Re: Jazz phenomenon featured on YouTube - 05/28/10 04:47 PM

Originally Posted By: Jazz+
That's a myth that Jarrett made up the whole concert on the spot, he actually had traveresd many of those sketches before.


And how would you presume to know that?
Posted by: etcetra

Re: Jazz phenomenon featured on YouTube - 05/29/10 02:34 AM

From what I've read Keith Jarrett prepares the solo concerts by actually not practicing for weeks, so that whatever he plays would be new and fresh to him... I wish I could do the same smile
Posted by: EDV

Re: Jazz phenomenon featured on YouTube - 05/29/10 04:02 AM

Music is almost like sex for some people...
Posted by: AJF

Re: Jazz phenomenon featured on YouTube - 05/29/10 05:30 PM

Originally Posted By: EDV
Music is almost like sex for some people...

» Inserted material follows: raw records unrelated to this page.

PR #5008, opened 2017-09-16
Update 01-authorization.md

bentedder:
The block of code for the jwt method actually needs to have the key `aud` instead of `audience` for it to function properly.

I've attempted 3 times to re-do this PR to avoid the change on line 96. Not sure why it keeps getting pulled in.

### DIFF
--- a/articles/quickstart/backend/nodejs/01-authorization.md
+++ b/articles/quickstart/backend/nodejs/01-authorization.md
@@ -59,7 +59,7 @@ const checkJwt = jwt({
   }),
 
   // Validate the audience and the issuer.
-  audience: '${apiIdentifier}',
+  aud: '${apiIdentifier}',
   issuer: `https://${account.namespace}/`,
   algorithms: ['RS256']
 });


aaguiarz:
Actually, it needs to be 'audience'. If you specify 'aud' the audience will not be checked, so it will always succeed.

Can you share the code you are using to get the access_token?

bentedder:
Hmmm. You're right, it is just always succeeding. The code I'm using in js (react) is:
```
auth0 = new auth0.WebAuth({
  domain: 'myapp.auth0.com',
  clientID: 'xyzxyzxz',
  redirectUri: 'http://localhost:3000/lcb',
  audience: 'localhostAPI',
  responseType: 'token id_token',
  scope: 'openid profile'
});
```
When I use that coupled with this in node.js, I get an `UnauthorizedError: jwt audience invalid. expected: localhostAPI` error
```
var jwt = require('express-jwt');
var jwksRsa = require('jwks-rsa');

var checkJwt = jwt({
  secret: jwksRsa.expressJwtSecret({
    cache: true,
    rateLimit: true,
    jwksRequestsPerMinute: 50,
    jwksUri: 'https://myapp.auth0.com/.well-known/jwks.json'
  }),
  audience: 'localhostAPI',
  issuer: 'https://myapp.auth0.com/',
  algorithms: ['RS256']
});
```
The reason I went with remove audience and replacing with `aud` was via a few forum posts, some of which I'll want to go back and add corrections to if that's the case :)

bentedder:
You know, I'm not so sure actually, I was digging in to the jsonwebtoken code and see the following: https://github.com/auth0/node-jsonwebtoken/blob/master/verify.js#L132

Doesn't that say it's looking for an `aud` prop instead of an `audience` prop?

aaguiarz:
That code seems to be comparing the 'audience' option in the jwt() function parameters with the 'aud' key in the token, so it's consistent with the behavior I described, isn't it?

If you use the jwt.io chrome extension to look at the access_token you get, does it have the localhostAPI audience?

bentedder:
good call on the chrome extension. but the decoded access_token from the parseHash function is:
```
{
  "iss": "https://XYZ.auth0.com/",
  "sub": "auth0|XYZ",
  "aud": [
    "localhostAPI",
    "https://XYZ.auth0.com/userinfo"
  ],
  "azp": "XYZ",
  "exp": 1505921272,
  "iat": 1505914072,
  "scope": "openid profile"
}
```
looks like the `aud` param is an array. I didn't expect that. i wonder if it's because i've also requested the 'profile' scope.

aaguiarz:
Yes, when you use your API identifier as the audiene and request an openid scope, you get a JWT you can use to call both your API and the /userinfo endpoint, so you get two audiences in an array.

We are updating the access_token docs right now to explain that better.

bentedder:
Ah. that makes sense. For now then yeah it makes sense to close this PR. Thanks for the info.

PR #5011, opened 2017-09-18
Replace instances of app with client

khorne3:
The logout doc still referred to app instead of client (I also made minor edits to the doc).

https://auth0-docs-content-pr-5011.herokuapp.com/docs/logout#set-the-allowed-logout-urls-at-the-client-level


mpaktiti (approved):
Looks good Katie 👍  I updated also the AuthN API endpoint that linked to this paragraph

just a little less messy smile
Posted by: wavelength

Re: Jazz phenomenon featured on YouTube - 05/29/10 06:47 PM

Originally Posted By: EDV
Well I am latin, and I can tell you, that tune the improvisation was based on sounded very latin to me... so much so I was tempted to name it "cubanera". I have also heard Matthew play Latin Jazz with an ensemble, and believe me, people were practically dancing by the end of it, even though it was a very formal awards event.


Interesting. I'm Euro-American, and it sounds very Euro-American to me.
Posted by: Jazz+

Re: Jazz phenomenon featured on YouTube - 05/30/10 01:06 PM

Many people who worked at the solo venues back in the day heard Jarrett playing many of the same themes during his preconcert warm ups that magically appeared that night. Not that it matters... because it has nothing to do with your music or mine.
Posted by: Wizard of Oz

Re: Jazz phenomenon featured on YouTube - 05/31/10 02:37 AM

Jazz+ I've never heard that before, you got any concrete evidence?

I've heard his Kohn, Sun Bear, Radiance, Testament solo concerts and none of his improvs sound like a rehash of anything.
Posted by: AJF

Re: Jazz phenomenon featured on YouTube - 05/31/10 02:40 AM

Jazz+, That's just hearsay. There's no way to authenticate a statement like that. For me the real "not that it matters" is that the music is great and inspiring whether or not it's spontaneous or fully preconceived. And I can't speak for you of course, but for me Keith Jarrett's music has a hell of a lot to do with my music. He's consistently been a huge influence on my own development as an artist. I don't think anyone's music exists on an 'island'. All music is rooted to a lot of other music that came before it.
Posted by: ChaseBaird

Re: Jazz phenomenon featured on YouTube - 06/01/10 01:28 PM

Dear Etcetra,

Thanks for your kind words about my playing! I also wanted to call attention to the pianist on my new album, Julian Pollack. He is presently 21-yrs-old and played at the Blue Note (New York) with his own group as recently as three weeks ago. You can also catch him on tour this month in California in promotion of his new album Infinite Playground. He be playing at Yoshi's (Oakland, CA), the Mint (Los Angeles), Dizzy's (San Diego) among other places. He's a phenomenal musician and I hope you'll check him out: http://www.julianpollackmusic.com/fr_intro.cfm
Posted by: Sir Lurksalot

Re: Jazz phenomenon featured on YouTube - 06/01/10 04:53 PM

My 2 cents on the "Jarrett re-hash" discussion. I have every Jarrett solo concert recording that's been released, and have watched most of the Youtube stuff. While there are plenty of examples of him re-using themes from one concert to another, in every such case he has given the piece a name, so that it could be considered a composition more than an improv.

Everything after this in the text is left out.